Issue #469, opened 2015-10-29
Don't include __MACOSX or .DS_Store in release


fredj:
A `__MACOSX/` directory and `app/.DS_Store` file are present (at least) in `polymer-starter-kit-light-1.1.1.zip`

fredj:
Only `polymer-starter-kit-light` is affected, not `polymer-starter-kit`

addyosmani:
This is my fault. It's an artefact of our light release process. For future releases, I'll make a note to ensure our tooling needs to avoid those two files.

fredj:
See also #464

robdodson:
Btw I added a PR to address the .DS_Store issue https://github.com/PolymerElements/polymer-starter-kit/pull/618

fredj:
Thanks !

PR #519, opened 2015-11-18
Add .DS_Store to .gitignore for OSX user

timwangdev:


timwangdev:
I signed it!

abdonrd:
I think that the `.DS_Store` should be in the `.gitignore_global`.

timwangdev:
See also #469

samccone:
+1 for adding to your personal global ignore

will leave the final call up to @addyosmani

timwangdev:
@abdonrd @samccone I admit that adding `.DS_Store` to `.gitignore_global` would be more reasonable. I'll close this one.

samccone:
thanks for the idea though @timwangdev :)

**Problem details**
From the line holding "This is my fault." to the last line of the data above, copy every line exactly and include nothing more.

**Task solution**
This is my fault. It's an artefact of our light release process. For future releases, I'll make a note to ensure our tooling needs to avoid those two files.

fredj:
See also #464

robdodson:
Btw I added a PR to address the .DS_Store issue https://github.com/PolymerElements/polymer-starter-kit/pull/618

fredj:
Thanks !

PR #519, opened 2015-11-18
Add .DS_Store to .gitignore for OSX user

timwangdev:


timwangdev:
I signed it!

abdonrd:
I think that the `.DS_Store` should be in the `.gitignore_global`.

timwangdev:
See also #469

samccone:
+1 for adding to your personal global ignore

will leave the final call up to @addyosmani

timwangdev:
@abdonrd @samccone I admit that adding `.DS_Store` to `.gitignore_global` would be more reasonable. I'll close this one.

samccone:
thanks for the idea though @timwangdev :)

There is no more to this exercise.